Neolithic holed stone near Gweek, Cornwall

The Tolvan holed stone is a triangular-shaped Neolithic standing stone. The monument is 2.3 m high and consists of a circular hole near its base measuring 43 cm in diameter. The megalithic stone is located in the garden of Tolvan Cross Cottage, near the village of Gweek in Cornwall, England. The holed stone is the largest of its kind in Cornwall.

==Description==
The Tolvan holed stone is a large triangular-shaped standing stone. It measures 2.3 m high, 2.3 m wide at the base, and is 0.3 m thick. Near the base of the monument is a circular hole, approximately 43 cm in diameter. The standing stone is located about 800 m north of the village of Gweek in Cornwall, England, behind the farmhouse at Tolvan Cross. The megalith is not in its original location, but was moved to its current position in 1847 A cottage was later built at the site. The Tolvan stone is the largest holed stone in Cornwall.

==History==
Holed stones are rare Neolithic monuments. It has been suggested that the large standing stones were part of megalithic structures, used as entrance passages to the burial chambers of portal dolmens. These standing stones are believed to have been constructed in the Early and Middle Neolithic period (3500 - 2600 BC). At least 20 portal dolmens exist in Britain, and the majority of these burial monuments are found in west Cornwall.

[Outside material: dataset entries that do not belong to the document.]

PR #640, opened 2026-09-16
docs(handoff): rank 3b closes — #639's guards land, and both ladders reduce to one named defect pattern

ZacxDev:
Handoff update for the readme-reduction arc, after #639 landed.

## What changed

- **Rank 3b closed** — #639 merged (`079dc14`): four mutation-verified guards over the paragraph #635 repaired and over `doUpload`'s switch. The ledger catches something nothing else in the tree does (measured: removing the `ErrRateLimited` case is caught *only* by that file).
- **#637 filed** — a **code** defect, not a docs one: `printSubmitSizeDiagnosis` prints `What this CLI sent` for errors raised before any HTTP request is built. Measured against a real `httptest` server — 0 requests received, block printed, with a positive control on the hit counter.
- **Phase 5 re-scoped by measurement** — a quality item, not a size one; realistic yield ≤5,465 B.
- **The worktree cost is now measured, not asserted** — `git worktree prune` was run and removed nothing; it blocked `--delete-branch` on all five merges and produced a false 🔴 in #635's round 3.

## The pattern both ladders produced

**Six of eight audit findings across #635 and #639 were "a sentence claiming more than its code does" — and half were written while building the guard against that exact class.** The mechanism is nameable: the doc comment was written *first* and the implementation after. `RULES.md` already says *"Write the claim AFTER the code"*; it was read in-session and the opposite done three times in one file.

Also recorded: two mutation-testing errors of mine, both "green for the wrong reason" — a non-isolated mutant that scored a **vacuous** assertion as killed, and a positive-control floor sized to today's set that is blind to growth by construction.

## Honest notes carried in the doc

- **#635 landed at −873, not the −1,741 its body advertises** — four audit rounds added 868 B back, each byte buying a contract claim that is now true.
- **The `app_submit_r2_test.go` consolidation in #639 was never audited.** It landed in the round-1 fix commit; operator merged knowing this. Named rather than hand-waved.
- ⚠ **7 of 8 ranked items declare `forcing: none`** — accepted by the gate and stated plainly: almost the whole remaining queue is self-generated and not eligible to be worked. Only #602 carries an external forcing function.

## Why this is a branch and not a commit on `main`

`AGENTS.md`: *"Feature branches only — never work on `main`."* The handoff tool will commit wherever the checkout sits, so this was authored in a worktree on its own branch instead.

Docs-only, no test surface — no audit round run on this PR. Stated, not skipped silently.


ZacxDev:
Closing as **superseded**, with the one surviving finding salvaged rather than dropped.

**Why it cannot be rebased.** This branch is based on `079dc14`, so its `README.md` half *reverts* #641 (`db68d1a`) — it restores the pre-#641 agent-setup section, deletes the five `###` subheadings and their `## Contents` entries, and reinstates ~4,375 B of prose that duplicated `civitai agent-setup --help`. Its handoff half describes the tree at `079dc14` and states rank 1 as "−4,936 B", a mid-ladder figure that #641 landed at **−4,064**. A rebase would either drag both backwards or be a full rewrite of every hunk. #642 (`4572d6f`) has since carried the correct state onto `main`.

**The finding that was worth keeping**, verbatim from this branch:

> 🔴 **The `app_submit_r2_test.go` consolidation in #639 was never audited.** It landed in the round-1 fix commit, and no round read it. Operator merged knowing this.

That audit has now been run: **#645**. The consolidation was *not* clean. `nonTTYSubmitRefusal` returned `serverHit` and both callers asserted `if hit { … }` — branches that **cannot fire**, because reaching the endpoint means the run got past the refusal, so the driver's own control already fataled. Measured with the gate removed from `confirmSubmit`: the recorder **was** hit, neither branch ran, and both tests died on *"the caller is measuring a different path than it claims"* — where the pre-#639 copy of the same test died on *"submit endpoint was hit — the gate did NOT prevent the submission"*. A message naming the test in place of one naming production. #645 moves the assertion into the driver, restores the wording, and proves the two controls it now runs ahead of are still individually reachable.

So this branch's estimate — *"the exposure is small and named, not hand-waved"* — was right about the size and wrong about it being clean.

Nothing else here is unrepresented: the #639 ladder's lessons are on `main` in `claudedocs/handoff-readme-reduction.md`, and #644 carries the rank-1 closure.

ZacxDev:
Superseded — see the comment above. The surviving finding is discharged by #645.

"Tolvan" originated from the term, toll-ven meaning holed stone in Cornish. The Tolvan holed stone is mentioned in historical records in Cornwall in 1649, and is referred to as the "Main-toll great stone". The triangular standing stone was moved from its original position to its current location in 1847. At the time, the stone was 2.6 m high by 2.7 m wide, but was modified to fit through gateposts when it was transported. At the stone's original location, a stone-lined circular pit, 1.5 m diameter, and covered with a large slab was discovered before 1864. The pit was lined with slabs and held quartz stone and pottery fragments. Historians at the time determined that the pit was a grave, and the holed stone was part of an ancient dolmen. Next to the circular pit was a trough-shaped stone called the "Cradle", which was subsequently destroyed. In 1885, it was recorded that one of the local traditions concerning the stone involved passing sick children through the hole in the Tolvan stone in hopes of curing their illness.